Инструктор

Инструктор

Окончив курсы вторых пилотов воздушных кораблей, я получил направление и прибыл к месту назначения.

Переступив порог штаба, я попал в новый для меня и мало знакомый мир… Даже лозунги на стенах были особенные, свои: «Боритесь за высокую производительность каждого рейса!», «За безопасность, регулярность, экономичность!», «Крейсерский график — основа расчёта полёта», «Вторые пилоты! Правильно распределяйте груз в самолёте!», «Боритесь за культурное обслуживание пассажиров в полёте!», «Пилоты! Летайте только на наивыгоднейших эшелонах!» и т. д.

Ужас!.. Где же романтика царственных полётов, свободных от земных рассуждений и забот о «наивыгоднейших эшелонах»?.. Куда я попал?

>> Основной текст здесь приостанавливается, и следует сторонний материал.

PR #3804, opened 2024-02-16
spark-run: properly set user under unpriv containers

piax93:
Solves the usual issue with file permissions when interacting with mounted user directories.

May create new issues for whatever gets run inside the container which I still need to verify.


oholiab (approved):

88manpreet:
Change lgtm. I would suggest to run some manual test cases (adhoc spark runs) before pushing this.
Seems like it's not blocking. Would suggest to push on Monday.

88manpreet (approved):

danielpops (approved):

PR #3811, opened 2024-02-28
overriding fileprefix for eks clusters

ajayOO8:
currently EKS cluster will try to deploy both of the CRs(old cluster and EKS)
for eg {operator}-{cluster}.yaml and {operator}{eks}-cluster.yaml
overidding the fileprefix for eks clusters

Несколько минут спустя я представился начальнику штаба. Как и все начальники штабов, он оказался человеком дела и, ознакомившись с моими документами, сказал, подавая мне зачётный лист:

— Работы у нас хватает, поэтому постарайтесь поскорее разделаться с этим и приступайте к полётам… Основные зачёты примет у вас пилот-инструктор вашего подразделения Виктор Андреевич Васильев.

Разыскал Васильева. Это оказался подвижной человек небольшого роста, с умными чуть лукавыми глазами и крупными чертами лица. По значкам на его кителе я сразу узнал, что Васильев налетал больше двух миллионов километров.

Держался он скромно и запросто, будто мы знакомы уже давно.

Выслушав меня, он взял зачётку, подумал и предложил:

— Пойдёмте в штурманскую, там никого нет.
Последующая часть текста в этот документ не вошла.